● Task brief
What lines of the data below hold "once"? Show them.

● Recorded information
PR #2820, opened 2017-03-02
Improve discoverability of yarnpkg/rfcs

timoxley:
**Summary**

Currently the rfcs repo is not easily discoverable, the only place it appears to be mentioned is in the new issue template. Linking to the repo in more places improves discoverability of yarnpkg/rfcs.


timoxley:
This should also appear in the Contributing section in the Readme.

bestander:
Nice!

PR #2826, opened 2017-03-02
switched to tar-fs from node-tar to unpack tars

### LINKED ISSUE #961: Yarn should normalize permissions when untarring packages.
This is a bug report.

Yarn keeps the permissions of the archives is untars intact, while npm normalizes them. This means some npm packages cannot be installed using yarn.

Create a folder with the following package.json:

```
{
  "name": "test-case",
  "version": "1.0.0",
  "main": "index.js",
  "license": "MIT",
  "dependencies": {
    "@types/history": "2.0.38"
  }
}
```

Run `yarn` using a version of yarn with support for scoped modules (e.g., `master`).

**Note:** This is **not** an issue with scoped modules in general. Other scoped modules work on `master`.

The operation should succeed (as it does with `npm install`), and the the permissions should be as follows:

```
total 40
-rw-r--r--   1 mcbr   611B Oct  3 08:23 README.md
-rw-r--r--   1 mcbr   5.7K Oct  3 08:23 index.d.ts
drwxr-xr-x  11 mcbr   374B Oct 12 22:07 lib
-rw-r--r--   1 mcbr   2.1K Oct 12 22:07 package.json
-rw-r--r--   1 mcbr   1.1K Oct  3 08:23 types-metadata.json

./node_modules/@types/history/lib:
total 72
-rw-r--r--  1 mcbr   624B Oct  3 08:23 DOMUtils.d.ts
-rw-r--r--  1 mcbr   143B Oct  3 08:23 actions.d.ts
-rw-r--r--  1 mcbr   133B Oct  3 08:23 createBrowserHistory.d.ts
-rw-r--r--  1 mcbr   130B Oct  3 08:23 createHashHistory.d.ts
-rw-r--r--  1 mcbr   203B Oct  3 08:23 createLocation.d.ts
-rw-r--r--  1 mcbr   134B Oct  3 08:23 createMemoryHistory.d.ts
-rw-r--r--  1 mcbr   135B Oct  3 08:23 useBasename.d.ts
-rw-r--r--  1 mcbr   182B Oct  3 08:23 useBeforeUnload.d.ts
-rw-r--r--  1 mcbr   165B Oct  3 08:23 useQueries.d.ts
```

I don't think it's required that the date for "lib" be set to the current date. `npm install` just does this for some reason.

Instead, the operation does not succeed:

```
yarn install v0.15.1
info No lockfile found.
[2/4] 🚚  Fetching packages...
error https://registry.npmjs.org/@types/history/-/history-2.0.38.tgz: EACCES: permission denied, open '/Users/mcbr/.yarn-cache/npm-@types/history-2.0.38/lib/DOMUtils.d.ts'
    at Error (native)
```

Note: untarring `https://registry.npmjs.org/@types/history/-/history-2.0.38.tgz` results in:

```
total 40
-rw-r--r--   1 mcbr   611B Oct  3 08:23 README.md
-rw-r--r--   1 mcbr   5.7K Oct  3 08:23 index.d.ts
drw-r--r--  11 mcbr   374B Oct  3 08:23 lib
-rw-r--r--   1 mcbr   603B Oct  3 08:23 package.json
-rw-r--r--   1 mcbr   1.1K Oct  3 08:23 types-metadata.json

./history/lib:
```

Note that `lib` does not have executable ("cd") permissions. While we could ask DefinitelyTyped (`@types/history`) to fix their permissions, I'm reporting the issue here in case you with to improve compatibility with npm packages, especially in case there are other strange packages.

- Node v6.6.0
- Yarn `ee07644ed9080a22ca9742c9383100b8f03221a3` (`master`)
- macOS Sierra

bestander:
**Summary**

A mitigation for https://github.com/yarnpkg/yarn/issues/2629
Also fixes #961

Based on a few ad-hoc tests (//gitlab.com/linagora/petals-cockpit.git#075bac4c54fee466568c000c7ffe8025f593e212) tar-fs seems to make less IO thus is more stable and a bit faster.

I noticed that we never tested git repos that support archive.
Did they ever work?

----
Test data:

1. Using offline-mirror (no download), on my MBPro 13", clean cache and using `node-tar` to unzip files.
Concurrency 12 - fails
Concurrency 8 - 18 seconds
Concurrency 4 - 18 seconds
Concurrency 2 - 21 seconds

2. Using offline-mirror (no download), on my MBPro 13", clean cache and using `tar-fs` to unzip files.
Concurrency 12 - 15 seconds
Concurrency 8 - 15 seconds
Concurrency 4 - 17 seconds
Concurrency 2 - 18 seconds

3. Downloading packages from internet, on my MBPro 13", clean cache and using `tar-fs` to unzip files.
Concurrency 12 - failed once
Concurrency 8 - 21 seconds
Concurrency 4 - 23 seconds
Concurrency 2 - 34 seconds

**Test plan**
- All changes are covered with tests (verified every change)
- Could not properly test git archives (see https://github.com/yarnpkg/yarn/issues/2831) but did an ad-hoc test via `yarn add ssh://git@bitbucket.org/bestander/test-repo.git` and made sure that archive was accessed and installed.

### DIFF
--- a/__tests__/commands/pack.js
+++ b/__tests__/commands/pack.js
@@ -14,7 +14,7 @@ const os = require('os');
 const stream = require('stream');
 
 const zlib = require('zlib');
-const tar = require('tar');
+const tarFs = require('tar-fs');
 const fs2 = require('fs');
 
 const fixturesLoc = path.join(__dirname, '..', 'fixtures', 'pack');
@@ -83,8 +83,12 @@ export async function getFilesFromArchive(source, destination): Promise<Array<st
   const unzip = new Promise((resolve, reject) => {
     fs2.createReadStream(source)
       .pipe(new zlib.Gunzip())
-      .pipe(tar.Extract({path: destination, strip: 1}))
-      .on('end', resolve)
+      .pipe(tarFs.extract(destination, {
+        strip: 1,
+        dmode: parseInt(555, 8), // all dirs should be readable
+        fmode: parseInt(444, 8) // all files should be readable
+      }))
+      .on('finish', resolve)
       .on('error', reject);
   });
   await unzip;
--- a/__tests__/commands/pack.js
+++ b/__tests__/commands/pack.js
@@ -85,8 +85,8 @@ export async function getFilesFromArchive(source, destination): Promise<Array<st
       .pipe(new zlib.Gunzip())
       .pipe(tarFs.extract(destination, {
         strip: 1,
-        dmode: parseInt(555, 8), // all dirs should be readable
-        fmode: parseInt(444, 8), // all files should be readable
+        dmode: 0o555, // all dirs should be readable
+        fmode: 0o444, // all files should be readable
       }))
       .on('finish', resolve)
       .on('error', reject);
--- a/__tests__/commands/pack.js
+++ b/__tests__/commands/pack.js
@@ -86,7 +86,7 @@ export async function getFilesFromArchive(source, destination): Promise<Array<st
       .pipe(tarFs.extract(destination, {
         strip: 1,
         dmode: parseInt(555, 8), // all dirs should be readable
-        fmode: parseInt(444, 8) // all files should be readable
+        fmode: parseInt(444, 8), // all files should be readable
       }))
       .on('finish', resolve)
       .on('error', reject);
--- a/src/fetchers/git-fetcher.js
+++ b/src/fetchers/git-fetcher.js
@@ -35,8 +35,8 @@ export default class GitFetcher extends BaseFetcher {
 
     return new Promise((resolve, reject) => {
       const untarStream = tarFs.extract(this.dest, {
-        dmode: parseInt(555, 8), // all dirs should be readable
-        fmode: parseInt(444, 8), // all files should be readable
+        dmode: 0o555, // all dirs should be readable
+        fmode: 0o444, // all files should be readable
       });
 
       const hashStream = new crypto.HashStream();
--- a/src/fetchers/git-fetcher.js
+++ b/src/fetchers/git-fetcher.js
@@ -36,7 +36,7 @@ export default class GitFetcher extends BaseFetcher {
     return new Promise((resolve, reject) => {
       const untarStream = tarFs.extract(this.dest, {
         dmode: parseInt(555, 8), // all dirs should be readable
-        fmode: parseInt(444, 8) // all files should be readable
+        fmode: parseInt(444, 8), // all files should be readable
       });
 
       const hashStream = new crypto.HashStream();
--- a/src/fetchers/git-fetcher.js
+++ b/src/fetchers/git-fetcher.js
@@ -7,7 +7,7 @@ import Git from '../util/git.js';
 import * as fsUtil from '../util/fs.js';
 import * as crypto from '../util/crypto.js';
 
-const tar = require('tar');
+const tarFs = require('tar-fs');
 const url = require('url');
 const path = require('path');
 const fs = require('fs');
@@ -34,7 +34,10 @@ export default class GitFetcher extends BaseFetcher {
     }
 
     return new Promise((resolve, reject) => {
-      const untarStream = tar.Extract({path: this.dest});
+      const untarStream = tarFs.extract(this.dest, {
+        dmode: parseInt(555, 8), // all dirs should be readable
+        fmode: parseInt(444, 8) // all files should be readable
+      });
 
       const hashStream = new crypto.HashStream();
 
@@ -42,7 +45,7 @@ export default class GitFetcher extends BaseFetcher {
       cachedStream
         .pipe(hashStream)
         .pipe(untarStream)
-        .on('end', () => {
+        .on('finish', () => {
           const expectHash = this.hash;
           const actualHash = hashStream.getHash();
           if (!expectHash || expectHash === actualHash) {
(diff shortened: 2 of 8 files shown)


bestander:
Don't merge, still need to remove node-tar from 2 more places.

bestander:
Also fixes #961

bestander:
@arcanis, could you review this please?

__tests__/commands/pack.js
```diff
@@ -83,8 +83,12 @@ export async function getFilesFromArchive(source, destination): Promise<Array<st
   const unzip = new Promise((resolve, reject) => {
     fs2.createReadStream(source)
       .pipe(new zlib.Gunzip())
-      .pipe(tar.Extract({path: destination, strip: 1}))
-      .on('end', resolve)
+      .pipe(tarFs.extract(destination, {
+        strip: 1,
+        dmode: parseInt(555, 8), // all dirs should be readable
+        fmode: parseInt(444, 8), // all files should be readable
```
arcanis: `0o555` and `0o444` ?

src/fetchers/git-fetcher.js
```diff
@@ -34,15 +34,18 @@ export default class GitFetcher extends BaseFetcher {
     }
 
     return new Promise((resolve, reject) => {
-      const untarStream = tar.Extract({path: this.dest});
+      const untarStream = tarFs.extract(this.dest, {
+        dmode: parseInt(555, 8), // all dirs should be readable
+        fmode: parseInt(444, 8), // all files should be readable
```
arcanis: Same

src/fetchers/tarball-fetcher.js
```diff
@@ -77,7 +77,11 @@ export default class TarballFetcher extends BaseFetcher {
   } {
     const validateStream = new crypto.HashStream();
     const extractorStream = new UnpackStream();
-    const untarStream = tar.Extract({path: this.dest, strip: 1});
+    const untarStream = tarFs.extract(this.dest, {
+      strip: 1,
+      dmode: parseInt(555, 8), // all dirs should be readable
+      fmode: parseInt(444, 8), // all files should be readable
```
arcanis: Same - shouldn't the unpack routine be splitted into an helper, since it used in a few places?

src/util/git.js
```diff
@@ -279,13 +287,21 @@ export default class Git {
...
-          parser.on('end', done);
-
-          parser.on('data', (entry: Buffer) => {
-            update(entry.toString());
+          parser.on('finish', done);
+
+          parser.on('entry', (header, stream, next) => {
+            let string = '';
+            stream.on('data', (buffer) => {
+              string += buffer.toString();
```
arcanis: iirc, this pattern might break when the buffer contains part of an unicode character but not the others. It might be better to concat the buffers together (possibly by storing them in a list and then concatenating everything at once with `Buffer.concat`) rather than concatenating strings.

src/util/git.js
```diff
@@ -205,9 +206,12 @@ export default class Git {
   async _cloneViaRemoteArchive(dest: string): Promise<void> {
     await child.spawn('git', ['archive', `--remote=${this.url}`, this.ref], {
       process(proc, update, reject, done) {
-        const extractor = tar.Extract({path: dest});
+        const extractor = tarFs.extract(dest, {
+          dmode: parseInt(555, 8), // all dirs should be readable
+          fmode: parseInt(444, 8), // all files should be readable
```
arcanis: Same

src/util/git.js
```diff
@@ -219,9 +223,13 @@ export default class Git {
     await child.spawn('git', ['archive', this.hash], {
       cwd: this.cwd,
       process(proc, resolve, reject, done) {
-        const extractor = tar.Extract({path: dest});
+        const extractor = tarFs.extract(dest, {
+          dmode: parseInt(555, 8), // all dirs should be readable
+          fmode: parseInt(444, 8), // all files should be readable
```
arcanis: [Ditto](http://cdn.bulbagarden.net/upload/3/36/132Ditto.png)

src/fetchers/tarball-fetcher.js
bestander: Sometimes we need to strip first folder, sometimes not.
And moving dmode,fbmode into a separate function looks like an overkill

src/util/git.js
bestander: Oh, smart!
I'll do that

__tests__/commands/pack.js
bestander: 👍

src/fetchers/tarball-fetcher.js
arcanis: 👍

bestander:
ping @arcanis, ready for another round

src/util/git.js
```diff
@@ -293,12 +295,15 @@ export default class Git {
...
+            let fileContent = '';
+
             stream.on('data', (buffer) => {
-              string += buffer.toString();
+              fileContent += decoder.write(buffer);
             });
             stream.on('end', () => {
-              update(string);
+              fileContent += decoder.end();
+              update(fileContent);
```
arcanis: Since it isn't really used anymore, maybe `fileContent` should be removed completely, using `update(decoded.end())` instead

__tests__/commands/pack.js
arcanis: Just noticed - you forgot this instance :)

src/util/git.js
bestander: decoded.end() won't return a full string.
It would just return remaining bytes if there were any.
So I needed to accumulate them in a string

arcanis: Oh I see, my bad ! I initially thought the decoder was holding the whole buffer 👍

victornoel:
@bestander it could make sense to also use `gunzip-maybe` (like `tar-fs`, it is by @mafintosh) instead of reimplementing it in `utils/stream`.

● Finished task
Concurrency 12 - failed once
arcanis: iirc, this pattern might break when the buffer contains part of an unicode character but not the others. It might be better to concat the buffers together (possibly by storing them in a list and then concatenating everything at once with `Buffer.concat`) rather than concatenating strings.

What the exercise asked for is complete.